Глава 13.
Девдас на это не проронил ни слова. Выдержав паузу, он спросил:
— Значит, ты меня всё это время только боялась, и ничего больше?
— Нет, больше ничего, — Парвати почти кричала.
— Это правда?
— Конечно, правда. У меня к тебе не осталось ни малейшего доверия. Тот, за кого я выхожу, обладает богатством, мудростью и имеет положение в обществе. Он терпеливый, уравновешенный и набожный. Мой отец печётся о моём благополучии, поэтому никогда не примет всерьёз такого пустоголового и недостойного человека, как ты. Теперь почему бы тебе не пойти вон! Прочь с дороги!
Девдас стал тише воды, ниже травы и уже готов был отступить в сторону, как вдруг ощетинился:
— Ты горда сверх меры!
— Почему нет? — усмехнулась Парвати. — Тебе есть, чем гордиться, а мне нет? У тебя есть приятная внешность, но нет добродетели, а во мне присутствует и то, и другое.
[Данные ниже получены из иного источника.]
PR #783, opened 2019-08-08
add module name to submodules

elharo:
@chingor13


elharo:
done. @suztomo is working on a general check to find all the various artifacts across the GCP orbit that need this treatment. Foe some of them I think we'll have to fix split packages first.

elharo:
also see https://github.com/GoogleCloudPlatform/cloud-opensource-java/pull/835

PR #784, opened 2019-08-08
Switch to google_checks.xml for maven-checkstyle-plugin

### LINKED ISSUE #781: Update checkstyle.xml
Current google checkstyle config is at 

https://github.com/checkstyle/checkstyle/blob/master/src/main/resources/google_checks.xml

chingor13:
Fixes #781


chingor13:
Some of these rules conflict with our code formatter. We'll want to add more rules to our suppression list.

elharo:
There might be some issues with the latest released google_checks.xml not being quite up-to-date with google style. I seem to recall hitting this in the past.

samples/dailymotion-simple-cmdline-sample/pom.xml
```diff
@@ -37,7 +37,7 @@
         <artifactId>maven-checkstyle-plugin</artifactId>
         <version>3.0.0</version>
```
elharo: You can upgrade this to 3.1.0. That might have slightly more up to date google checks.

chingor13: I'll try that, but will have to only run it on Java 8+

elharo: In that case I wonder if we could simply copy and paste the newer googlechecks.xml into our own checkstyle config and stay at 3.0.0?

chingor13:
Alternative to pull in google_checks.xml as our base checkstyle.xml in #786

chingor13:
closed in favor of #786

Ты богат, твой отец большой человек, но и мой отец ни под чьими дверьми милостыню не просит. Я уеду отсюда далеко–далеко и заживу ничуть не хуже твоего. Ты всё понял?
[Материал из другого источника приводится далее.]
PR #803, opened 2019-08-28
fix: correct connect timeout setting for ApacheHttpRequest

### LINKED ISSUE #799: Regression: connection timeout ignored in 1.31.0 while works in 1.27.0
#### Environment details

The same environment as in #795.

#### Steps to reproduce

  1. `.setConnectTimeout(4000)`
  2. Call `https://example.com:81`. It always times out after 30 seconds (on my machine) with 1.31.0. See the example code below.
     - `example.com` is reserved by the DNS standard, so this will always trigger timeout.

Note that I haven't tested read timeout.

#### Code example

* 1.31.0: output proves that it times out after 30 seconds.
```java
public class Main {

  public static void main(String[] args) throws IOException {
    GenericUrl url = new GenericUrl("https://example.com:81");
    HttpRequest req = new ApacheHttpTransport().createRequestFactory().buildGetRequest(url).setConnectTimeout(4000);
    long started = System.nanoTime();
    try {
      req.execute();
    } finally {
      System.out.println("elapsed (s): " + (System.nanoTime() - started) / 1000000000L);
    }
  }
}
```

```
elapsed (s): 30
Exception in thread "main" org.apache.http.conn.HttpHostConnectException: Connect to example.com:81 [example.com/93.184.216.34, example.com/2606:2800:220:1:248:1893:25c8:1946] failed: Connection timed out (Connection timed out)
	at org.apache.http.impl.conn.DefaultHttpClientConnectionOperator.connect(DefaultHttpClientConnectionOperator.java:156)
```

* 1.27.0: connect timeout is honored.

```
elapsed (s): 4
Exception in thread "main" java.net.SocketTimeoutException: connect timed out
	at java.net.PlainSocketImpl.socketConnect(Native Method)
```

#### Any additional information below

I noticed another behavioral change from 1.27.0 to 1.31.0 that 1.31.0 throws `HttpHostConnectException` while 1.27.0 throws `java.net.SocketTimeoutException`, but I think it is a bug in the Apache library in `DefaultHttpClientConnectionOperator`. I will file a bug against them.

```java
            } catch (final ConnectException ex) {
                if (last) {
                    final String msg = ex.getMessage();
                    throw "Connection timed out".equals(msg)
                                    ? new ConnectTimeoutException(ex, host, addresses)
                                    : new HttpHostConnectException(ex, host, addresses);
                }
```

chingor13:
Fixes #799

### DIFF
--- a/google-http-client-apache-v2/src/test/java/com/google/api/client/http/apache/v2/ApacheHttpTransportTest.java
+++ b/google-http-client-apache-v2/src/test/java/com/google/api/client/http/apache/v2/ApacheHttpTransportTest.java
@@ -190,7 +190,7 @@ public class ApacheHttpTransportTest {
     HttpTransport httpTransport = new ApacheHttpTransport();
     GenericUrl url = new GenericUrl("http://google.com:81");
     try {
-      httpTransport.createRequestFactory().buildGetRequest(url).setConnectTimeout(5).execute();
+      httpTransport.createRequestFactory().buildGetRequest(url).setConnectTimeout(100).execute();
       fail("should have thrown an exception");
     } catch (HttpHostConnectException expected) {
       // expected
--- a/google-http-client-apache-v2/src/test/java/com/google/api/client/http/apache/v2/ApacheHttpTransportTest.java
+++ b/google-http-client-apache-v2/src/test/java/com/google/api/client/http/apache/v2/ApacheHttpTransportTest.java
@@ -18,6 +18,7 @@ import static org.junit.Assert.assertEquals;
 import static org.junit.Assert.assertNotNull;
 import static org.junit.Assert.assertTrue;
 import static org.junit.Assert.fail;
+import static org.junit.Assume.assumeTrue;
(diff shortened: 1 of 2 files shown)


chingor13:
I'm not sure why this fails on windows, but it seems to be within the Apache adapter. We should be able to skip this test on windows.

google-http-client-apache-v2/src/test/java/com/google/api/client/http/apache/v2/ApacheHttpTransportTest.java
```diff
@@ -183,6 +187,23 @@ public void process(HttpRequest request, HttpContext context)
     assertTrue("Expected to have called our test interceptor", interceptorCalled.get());
   }
 
+  @Test(timeout = 10_000L)
+  public void testConnectTimeout() {
+    // Apache HttpClient doesn't appear to behave correctly on windows
```
elharo: Is there a bug filed against Apache we could reference here?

Девдас стал каким–то вялым, а Парвати продолжала:
— Ты наверно считаешь, что можешь причинить мне очень большие неприятности. На большее ты, безусловно, не способен. Хорошо, поступай, как велит тебе сердце, но уйди с моего пути.
— Как я могу тебе причинить неприятности, Паро? — Девдас совсем поник.
— Опорочив меня, как же ещё?
Девдаса словно обухом по голове огрели, и он проблеял пересохшими губами:
— Как я могу тебя опорочить…
Парвати горько усмехнулась:
— Смешивай с грязью моё доброе имя. Рассказывай всем, что я ночью приходила в твой дом совсем одна. Кричи об этом на каждом углу, чтобы все слышали. Тебе это доставит большое удовольствие!
Она затопала ногами. Сердце Девдаса объяло пламенем, и он варварски взревел:
— Неужели, очернив невинную душу, я смогу спать спокойно? — Взяв в руки удочку, он потряс ею: — Парвати, грешно быть такой гордой, а предмет своей гордыни выставлять напоказ и того хуже. Ты слишком красива, в то время, когда даже лик луны покрыт пятнами, а на безупречный цветок лотоса чёрные пчёлы садятся. На твоем прекрасном лице тоже отметину нужно оставить.
Терпению Девдас пришёл конец, и он, размахнувшись, со всей силы рукояткой удочки ударил Парвати, от чего у неё на лбу появилась глубокая рана, проходившая до самой брови. Всё её лицо покрылось кровью, она больно упала, и с её губ сорвалось:
— Дев!.. За что?
Девдас разломал удочку на куски и, швырнув их в пруд, спокойно сказал:
— Ничего страшного, это всего лишь царапина.
Парвати заплакала. Девдас оторвал кусок от своей рубахи, намочил его в воде и, повязывая ей на лоб, приговаривал:
— Паро, не бойся, всё уже позади. Рана эта быстро заживёт, останется только шрам. Если кто–нибудь о нём спросит, тебе придётся лгать, чтобы не выявлять истинную причину его происхождения.
— Ой, мамочки…
— Довольно, Паро! Обида быстро забудется, поэтому я оставляю тебе на память свой след, чтобы ты вспоминала обо мне каждый раз, видя в зеркале своё чересчур сияющее лицо.
Не ожидая никакого ответа, Девдас был готов оттуда уйти.
— О, Дев... — всхлипнула Парвати.
Девдас повернулся. На его глаза навернулись слёзы, и он прохрипел:
— Что ещё скажешь, Паро?
— Не рассказывай никому, пожалуйста.
Девдас наклонился и погладил её по голове:
— Не притворяйся, Паро! Ты совсем не изменилась. Помнишь, как ты озорничала в детстве? Разве ты не получала тогда от меня?
— Дев, прости меня.
— Не нужно просить прощения. Ты на самом деле забыла, что я сначала на тебя злился, а потом всегда прощал? Парвати, ты ведь знаешь, я не люблю много говорить и веду себя импульсивно, сильно не размышляя о последствиях своих поступков.